Antioxidant effect of human placenta hydrolysate against oxidative stress on muscle atrophy

Sarcopenia, which refers to the muscle loss that accompanies aging, is a complex neuromuscular disorder with a clinically high prevalence and mortality. Despite many efforts to protect against muscle weakness and muscle atrophy, the incidence of sarcopenia and its related permanent disabilities continue to increase. In this study, we found that treatment with human placental hydrolysate (hPH) significantly increased the viability (approximately 15%) of H2O2-stimulated C2C12 cells. Additionally, while H2O2-stimulated cells showed irregular morphology, hPH treatment restored their morphology to that of cells cultured under normal conditions. We further showed that hPH treatment effectively inhibited H2O2-induced cell death.

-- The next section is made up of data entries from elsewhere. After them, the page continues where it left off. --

PR #807, opened 2018-06-05
Refactor TCP/IP Uptane secondaries to use generated messages

cajun-rat:
This currently uses an adaptor to map the AktualizrSecondary interface to Uptane::Secondary. In the future I'd like to refactor that to use Uptane::Secondary everywhere, but I don't want this PR to grow too big.


src/libaktualizr/utilities/dequeue_buffer.h
```diff
@@ -0,0 +1,55 @@
...
+ private:
+  static constexpr size_t kBufferSize = 4096;
+  static constexpr int kSentinel = 1337161494;
+
+  /**
+   * buffer_[0..written_bytes_] contains to contents of this dequeue
+   */
+  size_t written_bytes_{0};
+  char buffer_[kBufferSize]{};  // Zero initialise as a security pesimisation
+  int sentinel_{kSentinel};     // Sentinel to check for writers overflowing buffer_
```
lbonn: With the current level of optimization going on, not sure if we can rely on this... I'd say it's not worth the complication.
Plus all calls to assert are optimized out if `NDEBUG` is not set: http://en.cppreference.com/w/cpp/error/assert

Instead, it could maybe use a `std::array` with bound-checked accessors: http://en.cppreference.com/w/cpp/container/array/at

cajun-rat: Still, switching to std::array makes sense. It shouldn't be hard

lbonn: Then it may be worth checking `span`, maybe it'd apply here: http://codexpert.ro/blog/2016/03/07/guidelines-support-library-review-spant/ (standardized in C++20, but also available in some externally supported libraries).

Maybe that's too future-y :)

cajun-rat: Span looks interesting, however the goal of DequeueBuffer is to provide an API that fits between `recv()` and `ber_decode()`, so the external interface needs to be based on raw pointers and lengths.  I can't see how using it internally would help the implementation (which is basically just a memmove (now std::copy_backwards) when data is consumed off the head.

cajun-rat:
@lbonn updated

src/aktualizr_secondary/socket_server.cc
```diff
@@ -0,0 +1,183 @@
...
+#include "utilities/sockaddr_io.h"
+
+#include <linux/tcp.h>
+#include <sys/socket.h>
+#include <sys/types.h>
+
+void SocketServer::Run() {
+  while (true) {
+    int con_fd;
+    std::unique_ptr<sockaddr_storage> peer_sa(new sockaddr_storage);
```
lbonn: can this be allocated on the stack here?

src/libaktualizr/utilities/dequeue_buffer.cc
```diff
@@ -0,0 +1,50 @@
...
+  assert(sentinel_ == kSentinel);
+  // It would be possible to have a smarter algorithm here that
+  // only shuffles bytes down when Tail() is called and we are getting
+  // close to the end of the buffer, or when the buffer is nearly empty
+  // the memmove operation is cheap. This isn't performance critical code.
+  if (written_bytes_ < bytes) {
+    throw std::logic_error("Attempt to DequeueBuffer::Consume() more bytes than are valid");
+  }
+  size_t remaining = written_bytes_ - bytes;
+  std::copy_backward(buffer_.begin() + bytes, buffer_.begin() + written_bytes_, buffer_.begin() + remaining);
```
patrickvacek: Why `copy_backward`? Doesn't that risk undefined/dangerous behavior if `bytes < remaining`?

lbonn: [std::move](http://en.cppreference.com/w/cpp/algorithm/move) is overloaded apparently

patrickvacek: [std::copy](http://en.cppreference.com/w/cpp/algorithm/copy) should be fine, too.

cajun-rat: It has to be one of the _backward interfaces, because (unlike `memmove`) `std::copy` and `std::move` are undefined in the cases where the input and output ranges overlap.

I much prefer the `memmove` API, but I wanted to stick to the STL where possible.

cajun-rat: sorry, you are right-this should be std::copy after all

src/aktualizr_secondary/socket_server.cc
cajun-rat: Good point. Done

cajun-rat:
@lbonn @patrickvacek : updated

Reactive oxygen species (ROS) generation and Mstn expression induced by oxidative stress are closely associated with muscular dysfunction followed by atrophy. Exposure of C2C12 cells to H2O2 induced abundant production of intracellular ROS, mitochondrial superoxide, and mitochondrial dysfunction as well as myostatin expression via nuclear factor-kappa B (NF-kappa B) signaling; these effects were attenuated by hPH. Additionally, hPH decreased mitochondria fission-related gene expression (Drp1 and BNIP3) and increased mitochondria biogenesis via the Sirt1/AMPK/PGC-1 alpha pathway and autophagy regulation. In vivo studies revealed that hPH-mediated prevention of atrophy was achieved predominantly through regulation of myostatin and PGC-1 alpha expression and autophagy. Taken together, our findings indicate that hPH is potentially protective against muscle atrophy and oxidative cell death.